- 400 meter Ice rink
- Location: Moscow, Russia
- Venue: Krylatskoye Sport Complex
- Dates: 18–19 February

Medalist men
- 1st place, gold medalist(s):  / Sven Kramer / NED
- 2nd place, silver medalist(s):  / Jan Blokhuijsen / NED
- 3rd place, bronze medalist(s):  / Koen Verweij / NED

Medalist women
- 1st place, gold medalist(s):  / Ireen Wüst / NED
- 2nd place, silver medalist(s):  / Martina Sáblíková / CZE
- 3rd place, bronze medalist(s):  / Christine Nesbitt / CAN

= 2012 World Allround Speed Skating Championships =

International speed skating competition

The 2012 World Allround Speed Skating Championships took place on 17 and 18 February 2012, at the Krylatskoye Sport Complex in Moscow, Russia.

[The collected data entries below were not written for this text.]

PR #2205, opened 2026-07-24
feat(macOSV4): Continue to login after permissions when no account is logged in

adrien-coye:


adrien-coye:
I did test this branch with a release build

Issue #283, opened 2023-06-22
Modify the dataset/data loaders to support semi-supervised node-level tasks


wangz10:
Make use of un-labeled nodes in the graph to improve performances of node-level tasks.

PR #327, opened 2023-07-17
Support semi-supervised node-level tasks

wangz10:
*Issue #, if available:* #283

*Description of changes:*
- Implemented a new data loader `GSgnnNodeSemiSupDataLoader` to enable semi-supervised training for node-level tasks. 
- Implemented semi-supervised training for GLEM
- semi-supervised training for GLEM performs better when LM and GNN are pre-trained, hence added `num_pretrain_epochs` to specify number of pretraining epochs for GLEM


python/graphstorm/config/argument.py
```diff
@@ -1085,6 +1086,17 @@ def label_field(self):
             "Must provide the feature name of labels through label_field"
         return self._label_field
 
+    @property
+    def semi_supervised(self):
```
zheng-da, line 1090: do you think if this naming is a bit confusing? we also say that GCN model training is semi-supervised.

python/graphstorm/model/node_glem.py
```diff
@@ -161,7 +166,8 @@ def toggle(self, part='lm'):
             raise ValueError(f"Unknown model part: {part}")
 
     def forward(self, blocks, node_feats, edge_feats, labels, input_nodes, use_gnn=True,
-                no_pl=False):
+                no_pl=False, blocks_u=None, node_feats_u=None, edge_feats_u=None,
+                input_nodes_u=None):
```
zheng-da, line 170: can you explain the new input arguments?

Defending champions were Ireen Wüst and Ivan Skobrev. Wüst successfully defended her title, and won her third world allround title overall. Sven Kramer became world allround champion for the fifth time, tying the record by Oscar Mathisen and Clas Thunberg.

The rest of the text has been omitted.